The 32-bit PowerPC440 (PPC440) was a processor that had a soft version in Xilinx FPGAs. Today, some scientists still use this processor for research purposes. The floating point unit required to implement the processor can be a custom implementation or can be used the one provided in the FPGA. In [
12] the dilemma of using floating point units was discussed. In the Virtex-5, the soft floating point has a lower latency than the hard floating point circuit. However, the soft floating point consumes more FPGA resources. To justify the use of soft data formats, a comparison was made between the implementation of the PowerPC processor with the soft floating point and with the floating point circuit provided in the FPGA.
What about the effects of input data being quantized to fixed or floating point? Chapter 3 in [
13] contains a probabilistic treatment of rounding effects when input data must be expressed in fixed or floating point data type. The studies were carried out during the quantization of real numbers and after the multiplication of two data, since this arithmetic operation produces a result with more fractional bits. The deviations between real numbers and quantized values were treated as a random variable that is stationary, ergodic, and with uniform distribution. The formulations in the text allow their application to data types with any number of fractional bits. This chapter is mainly oriented to FIR and IIR filters, but it is possible to extend the application of the formulations to neural networks.

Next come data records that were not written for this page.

PR #5127, opened 2016-03-06
[hotfix] standardize middleware

icereval:
Standardize usage of framework middleware in both Flask and Django web frameworks

### DIFF
--- a/api/base/middleware.py
+++ b/api/base/middleware.py
@@ -1,70 +1,63 @@
-from pymongo.errors import OperationFailure
 from raven.contrib.django.raven_compat.models import sentry_exception_handler
 
+from framework.mongo.handlers import (
+    connection_before_request,
+    connection_teardown_request
+)
 from framework.tasks.handlers import (
     celery_before_request,
     celery_teardown_request
 )
-from framework.transactions import commands, messages, utils
+from framework.transactions.handlers import (
+    transaction_before_request,
+    transaction_after_request,
+    transaction_teardown_request
+)
 
 from .api_globals import api_globals
 
-from api.base import settings
+
+class MongoConnectionMiddleware(object):
+    """MongoDB Connection middleware."""
+
+    def process_request(self, request):
+        connection_before_request()
+
+    def process_response(self, request, response):
+        connection_teardown_request()
+        return response
+
+class CeleryTaskMiddleware(object):
+    """Celery Task middleware."""
+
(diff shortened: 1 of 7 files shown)


framework/transactions/handlers.py
```diff
@@ -46,21 +46,21 @@ def transaction_before_request():
...
-    if response.status_code >= 500:
+    if response.status_code >= base_status_code_error:
         commands.rollback()
     else:
         try:
             commands.commit()
         except OperationFailure as error:
             message = utils.get_error_message(error)
-            if 'lock not granted' in message.lower():
+            if messages.LOCK_ERROR in message:
```
chrisseto: Is taking the `lower()` out going to break anything?

icereval: I was thinking the same, but decided since it appears to be handled here I would reuse the code.

https://github.com/CenterForOpenScience/osf.io/blob/develop/framework/transactions/context.py#L46

framework/mongo/handlers.py
```diff
@@ -33,8 +32,11 @@ def acquire(self, _id=None):
         return self._local[_id]
 
     def release(self, _id=None):
-        self._cache.append(self._local.pop(_id or self.thread_id))
-        self._sem.release()
+        _id = _id or self.thread_id
+
+        if _id in self._local:
```
chrisseto: Release should not be called if this line is false. It should raise an error if you're attempting to release a connection you don't own

api/base/middleware.py
```diff
@@ -1,70 +1,72 @@
...
+
+    def process_exception(self, request, exception):
+        """If an exception occurs, clear the celery task queue so process_response has nothing."""
+        sentry_exception_handler(request=request)
+        celery_teardown_request(error=True)
+        return None
+
+    def process_response(self, request, response):
+        """Clear the celery task queue if the response status code is 500 or above"""
+        celery_after_request(response, base_status_code_error=500)
```
chrisseto: Should this be 400 to match the rollback base status code error?

If 4 nodes are created but one of them 400's the transaction will get rolled back but all the jobs will still run.

icereval: The jobs should die, as for the 400 vs. 500.

A. We didn't clear them at all before.
B. I'm still not certain there isn't  case when a valid task (email?) might be sent w/ a 400'ish response... thoughts?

In 2017, Gustafson et al. [
14] proposed a new general-purpose floating-point representation called POSITs. POSITs are claimed to have a wider dynamic range, be more accurate, and contain fewer unused (e.g., Not-A-Number) states than IEEE-754 formats. An OpenCL prototype linear algebra library based on POSITs was created. This prototype implements the three most common arithmetic operations on FPGAs. Tests involved quantifying the performance achieved with the implementation of POSITs for FPGA and quantifying the performance achieved by POSITS emulated by a library written in C++. A comparison between both performances was made, which resulted in favor of POSITs for FPGA. It is worth mentioning that the arithmetic operations have been separated into operational units working in pipeline mode. The pipeline consists of 30 stages with which the authors achieve operating frequencies of hundreds of MHz.
In [
15] the authors designed their own 16-bit floating point algorithm for addition and multiplication. They took advantage of the specialized fixed-point library to increase the operating frequency of the arithmetic circuits. It is worth mentioning that fixed-point libraries take advantage of already implemented circuits. The arithmetic circuits generated after compilation for FPGA work in pipeline mode with seven stages, reaching an operating frequency of 793MHz.